◆ Requirement: Using the entries below, copy out all lines where "classes" is found.

◆ Records:
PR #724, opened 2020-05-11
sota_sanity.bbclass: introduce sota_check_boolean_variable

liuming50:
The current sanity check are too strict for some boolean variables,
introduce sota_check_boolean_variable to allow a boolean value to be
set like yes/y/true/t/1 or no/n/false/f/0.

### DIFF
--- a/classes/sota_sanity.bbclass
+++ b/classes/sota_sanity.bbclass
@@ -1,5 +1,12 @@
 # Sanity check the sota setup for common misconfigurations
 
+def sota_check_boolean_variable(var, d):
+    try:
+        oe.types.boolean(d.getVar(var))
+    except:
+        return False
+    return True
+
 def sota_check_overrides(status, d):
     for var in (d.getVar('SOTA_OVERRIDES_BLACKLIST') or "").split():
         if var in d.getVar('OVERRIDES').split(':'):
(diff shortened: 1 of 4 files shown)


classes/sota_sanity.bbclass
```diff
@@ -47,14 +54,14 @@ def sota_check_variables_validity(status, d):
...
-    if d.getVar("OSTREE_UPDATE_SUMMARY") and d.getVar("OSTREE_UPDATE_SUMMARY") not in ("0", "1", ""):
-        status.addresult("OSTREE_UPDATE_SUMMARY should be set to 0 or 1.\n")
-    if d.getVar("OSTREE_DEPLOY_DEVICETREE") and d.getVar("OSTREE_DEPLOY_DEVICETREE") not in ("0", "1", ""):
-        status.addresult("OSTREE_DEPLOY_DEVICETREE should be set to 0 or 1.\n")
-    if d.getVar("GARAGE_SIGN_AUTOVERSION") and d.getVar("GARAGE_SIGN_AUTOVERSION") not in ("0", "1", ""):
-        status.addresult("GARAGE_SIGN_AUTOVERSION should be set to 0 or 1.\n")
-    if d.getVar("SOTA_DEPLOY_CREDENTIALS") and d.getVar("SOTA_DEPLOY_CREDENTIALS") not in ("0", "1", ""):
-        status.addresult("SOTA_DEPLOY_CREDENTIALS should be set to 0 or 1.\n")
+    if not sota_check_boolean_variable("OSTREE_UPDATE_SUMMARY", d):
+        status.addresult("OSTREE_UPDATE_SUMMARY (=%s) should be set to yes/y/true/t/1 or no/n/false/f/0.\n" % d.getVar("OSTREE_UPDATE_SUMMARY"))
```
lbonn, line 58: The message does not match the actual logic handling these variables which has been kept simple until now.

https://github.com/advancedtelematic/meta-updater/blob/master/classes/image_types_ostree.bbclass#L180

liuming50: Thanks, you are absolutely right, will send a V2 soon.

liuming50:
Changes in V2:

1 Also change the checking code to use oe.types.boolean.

◆ Answer box:
--- a/classes/sota_sanity.bbclass
+++ b/classes/sota_sanity.bbclass
classes/sota_sanity.bbclass
https://github.com/advancedtelematic/meta-updater/blob/master/classes/image_types_ostree.bbclass#L180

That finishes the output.